There should be a window period, maybe 13 months in advance, when you can directly book your home resort (without an exchange fee) and not receive the points for that year.


----------



## UWSurfer (Oct 11, 2009)

Ft. Laurdale Beach Resort
HGVC Lv Hilton
Summer Bay LV
Shearwater Kaui
San Clemente Inn

are all places I've picked up using RCI points.   We also get DVC and among others.   Did I get into these places peak of season?  No.   Did I get them a dog time?  No.   But that's why i have multiple weeks and systems so I can those places and times over a holiday lets say.

All have their disadvantages and their uses.   OP didn't indicate how many points they get with their week, what they are trying to get, when and how much lead time and research they do to get them.

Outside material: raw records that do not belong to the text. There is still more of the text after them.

PR #6083, opened 2026-07-28
[Dev] ci: guard examples/multimodal_dev with a unit-test bucket

BestJuly:

# What does this PR do?

Runs the `examples/multimodal_dev/tests/` suite as its own H100 unit-test bucket, and repairs the two things that stopped that suite from being a usable guard.

`examples/multimodal_dev` tracks `megatron.core` APIs closely — `rope_utils`, `GPTModel`, `TransformerConfig`, the GPT layer specs — but it lives outside `tests/unit_tests`, so nothing in CI exercises it. Core changes have therefore landed without anyone noticing they broke the example.

**That is not hypothetical: it is broken on `dev` today.** The fused-mRoPE change (#5962) made `apply_rotary_pos_emb` read `config.mrope_section` and `config.apply_rope_fusion` directly, and `test_mrope_parity.py::test_vision_rope_wrapper_forwards_max_seqlen_to_thd` drives that code with a `SimpleNamespace` stub written before those fields existed:

```
AttributeError: 'types.SimpleNamespace' object has no attribute 'mrope_section'
megatron/core/models/common/embeddings/rope_utils.py:93
```

Measured on `dev` @ `9304a2564`, 1×8×H100: **1 failed, 45 passed** (identical at 1 rank and at 8).

Three commits:

1. **Repair the stale config stub.** The stub now carries `mrope_section=None, apply_rope_fusion=False`, pinning the test to the unfused legacy THD path it was written for. No change to `megatron/core`.

2. **Make the standalone harnesses real tests.** Four of the eight files (`test_cp_correctness.py`, `test_cp_thd_correctness.py`, `test_thd_correctness.py`, `test_vision_patch_merger_parity.py`) were `argparse` + `main()` scripts with no `test_*` functions — pytest imported them and collected nothing, so the BSHD-vs-THD, CP-vs-CP=1 and patch-merger parity checks they implement only ever ran by hand. Each comparison body is factored into a reusable function that both a pytest entry point and the original `main()` call, so the CLI and the tests cannot drift; a per-module `DEFAULTS` dict backs both the argparse defaults and the test parameters. CP sizes that do not divide the world size `skip` rather than fail, and every module leaves the model-parallel groups torn down, so the files work at any `--nproc-per-node` and share one pytest process. The `__main__` entry points are unchanged in behaviour and were re-verified after the refactor. Net: **+7 executing tests**.

3. **Wire up the bucket.** New `test_case: [examples/multimodal_dev/tests/**/*.py]` in `tests/test_utils/recipes/h100/unit-tests.yaml`, plus a local `conftest.py`. The bucket is collected outside `tests/unit_tests/`, so `tests/unit_tests/conftest.py` does not apply to it; the local conftest supplies exactly what `tests/unit_tests/run_ci_test.sh` depends on — the `--experimental` option its second pytest pass passes, and the `pytest_sessionfinish` hook that maps pytest's "no tests collected" (exit 5) to success.

### Scope of the bucket

`environment: [dev]`, `tag: [latest]`, deliberately:

- `tag: latest` only — the legacy ref pins an older mcore *and* an older copy of this example, so the pairing this bucket guards does not exist there.
- `environment: dev` only — validated against the dev container; `lts` is unverified and an unverified entry risks a red bucket on older TE. Widening is a one-line change once it has been observed green.

gb200 is not wired up: selection there is marker-driven (`launch_on_gb200`) and no file in this suite carries the marker, so the bucket would launch an empty job.

### Validation (1×8 H100)

| | Result |
|---|---|
| `dev` @ `9304a2564`, baseline | 1 failed, 45 passed |
| This branch, 8 ranks | **53 passed** |

The exact CI entry point was then run with the tree bind-mounted at `/opt/megatron-lm` so the script's hardcoded paths resolve as they do in CI:

```
bash tests/unit_tests/run_ci_test.sh --tag latest --environment dev \
  --bucket "examples/multimodal_dev/tests/**/*.py" --log-dir /tmp/ci-logs
```

```
53 passed, 64 warnings in 40.11s                  # pass 1: -m 'not experimental and not flaky_in_dev'
collected 53 items / 53 deselected / 0 selected   # pass 2: --experimental
RUN_CI_TEST_EXIT=0
```

Pass 2 is what the new conftest exists for: `--experimental` is accepted and the resulting exit code 5 is mapped to 0. Recipe resolution was checked through `recipe_parser.load_workloads(scope='unit-tests', model='unit-tests', test_case='examples/multimodal_dev/tests/**/*.py', environment='dev', tag='latest')`, which returns the workload plus its `mcore-pyt-dev` build dependency like every other bucket, and `find_test_cases.py` returns no `--ignore` args (no child buckets). Bucket wall clock ~40 s.

## Issue tracking

Linked issue: none. This is a test/CI change with no runtime impact.

### Pre-checks

- [ ] I have added relevant functional tests — n/a, this PR *is* test/CI wiring
- [x] I have added proper typing to my code — matches the surrounding suite's style
- [x] I have added relevant documentation — the recipe entry carries a comment explaining the `dev`/`latest` scoping, and each converted module documents its pytest invocation
- [x] I have run the [autoformatter.sh](https://github.com/NVIDIA/Megatron-LM/blob/main/tools/autoformat.sh) on my PR — a no-op here: it only considers `.py` files under `megatron/core` and `tests/`, and this PR's only `tests/` change is a YAML


FDecaYed (approved):
Looks good to me. The new bucket is covered by the exact-head CI run.

PR #6094, opened 2026-07-28
Perf: skip per-param copy_ dispatch in the MXFP8 param copy-back

### LINKED ISSUE #6095: [perf] Reducing exposed cast(bf16->mxfp8) overheads for GTP+fp8-param+reuse-grad-buf
Reducing exposed BF16→MXFP8 casts, possible solutions:
- **Skip per-param dispatch**. Call update_quantized directly instead of dst.copy_. Bitwise identical. Targets the gap only (#6094).
- **CUDA-graph the copy-back**. Host cost → ~0, but attacks the same gap as the fix above. Medium risk.
- **Fused grouped cast via TE group_quantize**. Needs an output-taking TE binding upstream. High risk, cross-repo.

### LINKED ISSUE #6136: [feat] Scale efficiency
Testing / tracking / fixing GTP's scalability at large scale

fanshiqing:

# What does this PR do?
Under --reuse-grad-buf-for-mxfp8-param-ag the param all-gather carries BF16, so _post_param_sync re-quantizes each param afterwards. It did so via dst.copy_(src), which reaches the TE cast only through the aten::copy_ op, __torch_dispatch__ and quantize_. Take the whole bucket and call the quantizer directly instead. Values are bitwise identical; the cast kernels are still one per param. Grouped params keep the per-member path

## Per-iteration data workflow (per-bucket)

image

## Issue tracking
https://github.com/NVIDIA/Megatron-LM/issues/6095

## Results

Before fix:
image

After fix: 
image

### DIFF
--- a/megatron/core/fp8_utils.py
+++ b/megatron/core/fp8_utils.py
@@ -226,6 +226,46 @@ def copy_tensor_to_quantized_param(param: torch.Tensor, src: torch.Tensor) -> No
     dst.copy_(src.view(dst.shape))
 
 
+def copy_tensors_to_quantized_params(params: List[torch.Tensor], srcs: List[torch.Tensor]) -> None:
+    """List form of :func:`copy_tensor_to_quantized_param`, for a whole bucket of params.
+
+    Same values, minus the per-param ``copy_`` and tensor-subclass dispatch: the quantizer is
+    resolved up front and called directly. Cast kernels are unchanged, one per param. Worth it
+    because those casts are small and issuing them is expensive, and under
+    --reuse-grad-buf-for-mxfp8-param-ag they run inside the forward pass.
+
+    Args:
+        params: quantized model params to write into.
+        srcs: high-precision source values, one per param, in the same order.
+    """
+    if len(params) == 0:
+        return
+
+    srcs_to_cast = []
+    dsts_to_cast = []
+    quantizers = []
+    for param, src in zip(params, srcs):
+        dst = _unwrap_parameter_data(param)
+        quantizer = (
+            None
+            if is_grouped_tensor_with_quantized_storage(dst)
+            else getattr(dst, "_quantizer", None)
+        )
+        if quantizer is None:
+            # Grouped storage quantizes per member; a missing quantizer has to be built. Both
+            # cases are handled by the single-param path.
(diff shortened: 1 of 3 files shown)


jaredcasper (approved):

megatron/core/fp8_utils.py
```diff
@@ -226,6 +226,46 @@ def copy_tensor_to_quantized_param(param: torch.Tensor, src: torch.Tensor) -> No
     dst.copy_(src.view(dst.shape))
 
 
+def copy_tensors_to_quantized_params(params: List[torch.Tensor], srcs: List[torch.Tensor]) -> None:
```
zhongbozhu, line 229: Nit: `copy_multi_tensors_to_quantized_params` might be better name

zhongbozhu (approved):
LGTM

Phlip79 (approved):
Please add testing. Conditionally approving.

megatron/core/fp8_utils.py
kunlunl, line 193: Can the new `copy_tensors_to_quantized_param` fully replace this one? If it does, directly remove this function may be a cleaner way?

kunlunl (approved):

megatron/core/fp8_utils.py
fanshiqing: But the current name is already plural on both sides — `copy_tensors_to_quantized_params` vs `copy_tensor_to_quantized_param` — which is the minimal, honest distinction: same operation, list form.

And `multi_tensor_*` is a term of art here, and it means **fused**. In mcore it always denotes an apex/TE multi-tensor-applier kernel: `multi_tensor_applier`, `multi_tensor_scale`, etc.

Thus I prefer the current one :P

megatron/core/fp8_utils.py
fanshiqing: `copy_tensors_to_quantized_params` delegates to `copy_tensor_to_quantized_param` for two cases it deliberately doesn't handle: grouped quantized storage (which quantizes per expert member) and a destination with no quantizer of its own.

If you want one function, the way to do it is to fold the grouped/no-quantizer handling into the list version rather than keeping a delegate. But I suggest keep both, it does not hurt

PR #1031, opened 2025-06-29
fix(core): fix incompatibilities caused by the latest cargo fix

nabetti1720:
### Description of changes

After applying the latest rust toolchain, we found new incompatibilities and have fixed them.

```
% rustup update
info: syncing channel updates for 'stable-aarch64-apple-darwin'
info: syncing channel updates for 'nightly-aarch64-apple-darwin'
info: checking for self-update

   stable-aarch64-apple-darwin unchanged - rustc 1.88.0 (6b00bc388 2025-06-23)
  nightly-aarch64-apple-darwin unchanged - rustc 1.90.0-nightly (bdaba05a9 2025-06-27)
```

That said, my understanding is just what was said earlier...you commit for a three year term and you can get out at the end of that.  I've also heard members say they've been renewed automatically, which means you must express your intentions to get out of points early...at least 6 months before your anniversary to lessen any hassles.

Not every system or place is right for everyone.


----------



## Egret1986 (Oct 11, 2009)

*That is how it works.  If you want to use your week, reserve it 13 mths out.*



rklein001 said:


> There should be a window period, maybe 13 months in advance, when you can directly book your home resort (without an exchange fee) and not receive the points for that year.



RCI Points are the best "for me"!  It has really, really, worked to my advantage.  But just like I shook out the most of my "Weeks", I'm working the heck out of these points.  I'm going places that I only imagined about because I never saw them in Weeks (even with great traders).  I'm getting to take several vacations a year when I use the last minute exchanges and a Points week.  One maintenance fee and the exchange fee for each week I take.  It's given me some really inexpensive and unexpected vacations!

One of my Points weeks is a Wk 38 Beach Week with low maintenance fee and no special assessments.  I traded back into the resort to a July week, also a 2BR, and had enough points left over for a last minute exchange.  Another Points week that I used for last minute vacations (all high season trades to East Coast coastal resorts this past summer) gave me 7 exchanges.  That's one maintenance fee spread amongst the exchanges, plus an exchange fee.  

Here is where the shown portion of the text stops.